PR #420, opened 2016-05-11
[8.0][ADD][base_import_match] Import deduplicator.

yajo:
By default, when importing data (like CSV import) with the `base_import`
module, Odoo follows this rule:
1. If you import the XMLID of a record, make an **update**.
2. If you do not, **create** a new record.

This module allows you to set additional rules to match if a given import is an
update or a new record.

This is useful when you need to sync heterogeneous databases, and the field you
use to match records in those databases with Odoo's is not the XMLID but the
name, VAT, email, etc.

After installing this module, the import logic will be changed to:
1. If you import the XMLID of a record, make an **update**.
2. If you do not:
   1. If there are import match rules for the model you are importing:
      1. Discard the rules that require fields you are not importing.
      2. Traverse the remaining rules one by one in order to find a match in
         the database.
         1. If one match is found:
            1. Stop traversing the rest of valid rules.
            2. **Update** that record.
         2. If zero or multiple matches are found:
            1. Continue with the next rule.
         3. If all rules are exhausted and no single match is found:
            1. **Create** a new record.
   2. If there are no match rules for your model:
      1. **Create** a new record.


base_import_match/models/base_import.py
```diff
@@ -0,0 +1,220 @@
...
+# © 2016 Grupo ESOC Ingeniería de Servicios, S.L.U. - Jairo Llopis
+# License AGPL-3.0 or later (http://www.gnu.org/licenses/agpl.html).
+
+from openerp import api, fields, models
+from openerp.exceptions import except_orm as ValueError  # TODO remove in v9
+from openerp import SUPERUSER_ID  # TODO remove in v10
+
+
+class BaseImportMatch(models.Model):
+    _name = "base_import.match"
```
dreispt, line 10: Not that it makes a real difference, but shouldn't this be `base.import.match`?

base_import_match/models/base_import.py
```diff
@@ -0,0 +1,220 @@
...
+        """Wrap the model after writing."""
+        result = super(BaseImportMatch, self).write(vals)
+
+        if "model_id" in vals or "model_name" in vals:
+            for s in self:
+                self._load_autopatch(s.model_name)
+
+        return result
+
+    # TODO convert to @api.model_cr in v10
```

...

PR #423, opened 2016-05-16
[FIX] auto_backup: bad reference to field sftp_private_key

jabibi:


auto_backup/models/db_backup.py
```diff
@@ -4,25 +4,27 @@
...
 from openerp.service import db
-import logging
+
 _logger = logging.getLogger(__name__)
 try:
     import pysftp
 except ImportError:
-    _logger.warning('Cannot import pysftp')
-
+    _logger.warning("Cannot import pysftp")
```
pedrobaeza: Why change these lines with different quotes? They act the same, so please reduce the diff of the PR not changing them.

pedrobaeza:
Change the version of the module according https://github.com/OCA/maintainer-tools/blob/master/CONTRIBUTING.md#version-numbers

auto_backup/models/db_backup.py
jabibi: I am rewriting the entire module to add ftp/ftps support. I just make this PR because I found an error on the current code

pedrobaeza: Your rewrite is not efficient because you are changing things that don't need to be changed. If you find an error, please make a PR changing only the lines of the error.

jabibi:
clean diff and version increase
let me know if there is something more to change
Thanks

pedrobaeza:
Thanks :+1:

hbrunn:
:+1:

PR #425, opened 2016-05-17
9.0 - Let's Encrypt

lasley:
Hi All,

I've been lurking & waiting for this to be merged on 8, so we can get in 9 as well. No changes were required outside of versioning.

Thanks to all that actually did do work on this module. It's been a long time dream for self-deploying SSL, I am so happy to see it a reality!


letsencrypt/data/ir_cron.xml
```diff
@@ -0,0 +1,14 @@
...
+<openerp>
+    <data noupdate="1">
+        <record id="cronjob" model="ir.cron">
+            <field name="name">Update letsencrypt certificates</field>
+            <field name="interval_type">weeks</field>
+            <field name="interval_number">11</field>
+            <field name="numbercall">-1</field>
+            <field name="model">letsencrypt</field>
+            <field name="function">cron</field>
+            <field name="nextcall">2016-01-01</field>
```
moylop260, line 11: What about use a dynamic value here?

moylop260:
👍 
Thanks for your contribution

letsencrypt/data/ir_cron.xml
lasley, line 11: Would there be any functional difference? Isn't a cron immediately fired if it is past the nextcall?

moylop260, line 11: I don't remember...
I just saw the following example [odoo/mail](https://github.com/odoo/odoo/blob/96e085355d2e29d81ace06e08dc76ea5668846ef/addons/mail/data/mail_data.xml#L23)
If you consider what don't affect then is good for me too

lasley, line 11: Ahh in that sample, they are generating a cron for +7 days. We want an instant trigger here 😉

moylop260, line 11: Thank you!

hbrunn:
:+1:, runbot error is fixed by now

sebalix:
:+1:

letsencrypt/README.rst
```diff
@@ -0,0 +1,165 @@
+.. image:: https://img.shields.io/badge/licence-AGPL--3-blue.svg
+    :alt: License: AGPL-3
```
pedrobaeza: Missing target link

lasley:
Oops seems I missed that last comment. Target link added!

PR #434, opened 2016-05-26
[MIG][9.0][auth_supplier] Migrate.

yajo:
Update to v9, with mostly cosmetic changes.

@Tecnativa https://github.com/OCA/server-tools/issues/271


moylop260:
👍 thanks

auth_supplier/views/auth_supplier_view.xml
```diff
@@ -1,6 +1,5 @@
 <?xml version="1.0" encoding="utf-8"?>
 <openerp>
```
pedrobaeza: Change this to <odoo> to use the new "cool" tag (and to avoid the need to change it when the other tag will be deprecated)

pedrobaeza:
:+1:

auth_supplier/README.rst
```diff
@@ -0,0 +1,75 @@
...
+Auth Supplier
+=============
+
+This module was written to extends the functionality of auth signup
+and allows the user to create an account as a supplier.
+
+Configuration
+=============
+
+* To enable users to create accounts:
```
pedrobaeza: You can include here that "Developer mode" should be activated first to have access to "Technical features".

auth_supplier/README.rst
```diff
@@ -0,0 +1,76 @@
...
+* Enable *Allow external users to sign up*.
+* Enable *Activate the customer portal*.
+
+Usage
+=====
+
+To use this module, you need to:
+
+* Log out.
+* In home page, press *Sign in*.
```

Requirement:
Among the records above, repeat exactly the line with "PR #420, opened 2016-05-11", the line with "update or a new record.", and every line in between, and only those.

Task output:
PR #420, opened 2016-05-11
[8.0][ADD][base_import_match] Import deduplicator.

yajo:
By default, when importing data (like CSV import) with the `base_import`
module, Odoo follows this rule:
1. If you import the XMLID of a record, make an **update**.
2. If you do not, **create** a new record.

This module allows you to set additional rules to match if a given import is an
update or a new record.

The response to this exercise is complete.